ANKARA (Reuters) – A newly formed group made up of senior officials from several Muslim countries will visit the United Nations Security Council’s five permanent members and others to urge an immediate ceasefire in Gaza, a Turkish foreign ministry source said on Tuesday.
The group was formed earlier this month at a summit of the Arab League and Organisation of Islamic Cooperation (OIC) in Riyadh. It includes foreign ministers and representatives from Turkey, Qatar, Egypt, Jordan, Nigeria, Saudi Arabia, Indonesia, the Palestinian Authority, as well as the OIC Secretary General.
The source said the group had started talking with the permanent U.N. Security Council members – the United States, China, Russia, Britain, and France – with a visit to Beijing on Monday, and would also visit other countries.
“The primary goal of the contact group is for a ceasefire to be announced as soon as possible and for humanitarian aid to be sent to Gaza,” the source said.
“As an end goal, (the group) aims to contribute to the two-state solution within the framework of internationally accepted parameters; to Palestinians living in their own country safely, with stability and prosperity,” the person said.
The Palestinian militant group Hamas’ Oct. 7 raid, the deadliest in Israel’s 75-year history, prompted Israel to invade Gaza. The military campaign has killed at least 13,000 Palestinians, many of them children and women, and led to calls for a ceasefire or humanitarian truce.
Turkish Foreign Minister Hakan Fidan did not participate in the Beijing leg of the tour and will also miss the group’s trip to Moscow on Tuesday as President Tayyip Erdogan is on a visit to Algeria, the source said.

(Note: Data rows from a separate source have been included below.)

PR #896, opened 2023-03-03
chore: lower value on flaky size test

garrensmith:
## Describe your changes
This test is quite flaky because size is an estimate. And at the smaller size it isn't that accurate. 
The test just needs to prove that we have some kind of size value. 

Tests should pass


rbarabas (approved):
👍

rbarabas:
Let's see if the tests will pass or... they'll be flaky!

PR #902, opened 2023-03-06
fix: only log unexpected errors in match

garrensmith:
## Describe your changes
We logging an error that is acceptable. There will be cases when the field we looking for does not exist in the
document or in the json timestamp object when we do a query. In those cases rather check first the field does not exist and return false. Only if it is an unexpected error do we log it. 

Test should pass


pboros (approved):

pboros:
I verified that this indeed fixes the logging issue.

PR #906, opened 2023-03-06
Push tigris-debug to Quay.io as well

terbepetra:
## Describe your changes
Modified the build to push debug `tigris-debug` image to Quay.io in addition to DockerHub, as we intend to serve all deployments from Quay.io

Added `debug image` label to run the `push-debug-image` job.
image

### DIFF
--- a/.github/workflows/publish-debug-image.yaml
+++ b/.github/workflows/publish-debug-image.yaml
@@ -7,6 +7,7 @@ on:
 
 env:
   DOCKER_REPOSITORY: "tigrisdata/tigris-debug"
+  QUAY_REPOSITORY: "quay.io/tigrisdata/tigris-debug"
 
 jobs:
   build-and-push-debug-image:
@@ -33,6 +34,13 @@ jobs:
           username: ${{ secrets.GH_DOCKER_ACCESS_USER }}
           password: ${{ secrets.GH_DOCKER_ACCESS_TOKEN }}
 
+      - name: Login to Quay.io
+        uses: docker/login-action@v1
+        with:
+          registry: quay.io
+          username: ${{ secrets.QUAY_REGISTRY_USER }}
+          password: ${{ secrets.QUAY_REGISTRY_PASSWORD }}
+
       - name: Docker meta
         id: meta
         uses: docker/metadata-action@v4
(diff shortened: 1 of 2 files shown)


rbarabas:
> ## Describe your changes
> Modified `/metadata-action` and added Quay.io login in our `build-and-push-image` workflow so We will push `tigris-debug` image to Quay.io registry as well.
> 
> ## How best to test these changes
> Added `debug image` label to run the `push-debug-image` job. image

Nit: saying /metadata-action makes it sound like we have changed the Tigris API. Could we change the description to something like "Modified the build to push debug images to quay.io in addition to dockerhub, as we intend to serve all deployments from quay.io"? This would give people some background on _why_ we are doing it instead of describe the mechanics on how that is done which is visible through the PR.

.github/workflows/publish-debug-image.yaml
```diff
@@ -7,6 +7,7 @@ on:
 
 env:
   DOCKER_REPOSITORY: "tigrisdata/tigris-debug"
+  QUAY_IMAGE: "quay.io/tigrisdata/tigris-debug"
```
rbarabas, line 10: Isn't this a repository instead of an image?

rbarabas: I guess I see why we used image here from L49-L51. To avoid confusion, should we make the DOCKER_REPOSITORY variable similar (e.g. DOCKER_IMAGE) or vica versa?

.github/workflows/publish-debug-image.yaml
```diff
@@ -33,13 +34,21 @@ jobs:
...
+          password: ${{ secrets.QUAY_REGISTRY_PASSWORD }}
+
       - name: Docker meta
         id: meta
         uses: docker/metadata-action@v4
         with:
           # list of Docker images to use as base name for tags
           images: |
             ${{ env.DOCKER_REPOSITORY }}
+            ${{ env.QUAY_IMAGE }}
```
rbarabas, line 51: I'd make either the previous variable be called DOCKER_IMAGE or make this variable be called QUAY_REPOSITORY, whichever you think is more accurate. I realize that these are under the `images` spec so perhaps that would be more accurate?

terbepetra: Yes, you're right. Changing it to `QUAY_REPOSITORY`.

rbarabas (approved):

Fidan said on Monday he would join the next legs of the tour. He told Al Jazeera at the weekend that Muslim countries had, for now, decided to use “all diplomatic and humanitarian means” available to end the fighting in Gaza, adding Israeli attacks on the enclave must be stopped at the U.N. and other platforms with the efforts of likeminded countries.

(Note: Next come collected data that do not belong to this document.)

PR #917, opened 2023-03-07
Optionally disable schema validation

efirs:
Skip schema validation on write if `Tigris-Schema-Sign-Off : true` header is set.

### DIFF
--- a/server/services/v1/database/base_runner.go
+++ b/server/services/v1/database/base_runner.go
@@ -28,6 +28,7 @@ import (
 	"github.com/tigrisdata/tigris/server/config"
 	"github.com/tigrisdata/tigris/server/metadata"
 	"github.com/tigrisdata/tigris/server/metrics"
+	"github.com/tigrisdata/tigris/server/request"
 	"github.com/tigrisdata/tigris/server/transaction"
 	"github.com/tigrisdata/tigris/server/types"
 	"github.com/tigrisdata/tigris/store/search"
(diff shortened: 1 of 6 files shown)


server/services/v1/database/base_runner.go
```diff
@@ -183,9 +184,13 @@ func (runner *BaseQueryRunner) mutateAndValidatePayload(coll *schema.DefaultColl
 		return doc, err
 	}
 
-	if err = coll.Validate(deserializedDoc); err != nil {
-		// schema validation failed
-		return doc, err
+	needValidation := api.GetHeader(ctx, api.HeaderSchemaSignOff) != "true"
```
himank, line 187: Can you move this in a helper method in `request.go`?

server/services/v1/database/base_runner.go
```diff
@@ -168,7 +169,7 @@ func (runner *BaseQueryRunner) insertOrReplace(ctx context.Context, tx transacti
 	return ts, allKeys, err
 }
 
-func (runner *BaseQueryRunner) mutateAndValidatePayload(coll *schema.DefaultCollection, mutator mutator, doc []byte) ([]byte, error) {
+func (runner *BaseQueryRunner) mutateAndValidatePayload(ctx context.Context, coll *schema.DefaultCollection, mutator mutator, doc []byte) ([]byte, error) {
 	deserializedDoc, err := util.JSONToMap(doc)
```
himank, line 173: I am just thinking how to avoid this in case schema sign off is true, this is very expensive...(not for this diff though)

server/services/v1/database/base_runner.go
himank: By the way do we also send user-agent from client i.e. from which client request is issued?

server/services/v1/database/base_runner.go
efirs: If we remember that collection doesn't have defaults then we can do it.

himank: yes, that info we have - the other thing is stringsToInt64 for JS.

himank (approved):

PR #921, opened 2023-03-08
Account updated and deleted bytes towards quota

efirs:

### DIFF
--- a/server/services/v1/database/query_runner.go
+++ b/server/services/v1/database/query_runner.go
@@ -30,6 +30,7 @@ import (
 	"github.com/tigrisdata/tigris/server/config"
 	"github.com/tigrisdata/tigris/server/metadata"
 	"github.com/tigrisdata/tigris/server/metrics"
+	"github.com/tigrisdata/tigris/server/request"
 	"github.com/tigrisdata/tigris/server/transaction"
 	"github.com/tigrisdata/tigris/store/kv"
 	"github.com/tigrisdata/tigris/util"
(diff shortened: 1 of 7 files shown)


server/services/v1/database/query_runner.go
```diff
@@ -351,6 +355,8 @@ func (runner *DeleteQueryRunner) Run(ctx context.Context, tx transaction.Tx, ten
 			}
 		}
 
+		request.IncrementWrittenBytes(ctx, len(row.Data.RawData))
```
ovaistariq, line 358: If I delete a document of size 2KB, will this cause it to be counted as two write units?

The group will meet British Prime Minister Rishi Sunak and French President Emmanuel Macron during visits to Britain and France on Wednesday, the source said.
Turkish media reported the group would visit France and Britain on Wednesday.
Separately, a group of 87 Turks, Turkish Cypriots, and their relatives arrived in Egypt from Gaza on Monday, and are expected to fly to Istanbul late on Tuesday, the source said.
On Monday, nearly 200 evacuees from Gaza, including patients in need of medical care and their companions, arrived in Turkey.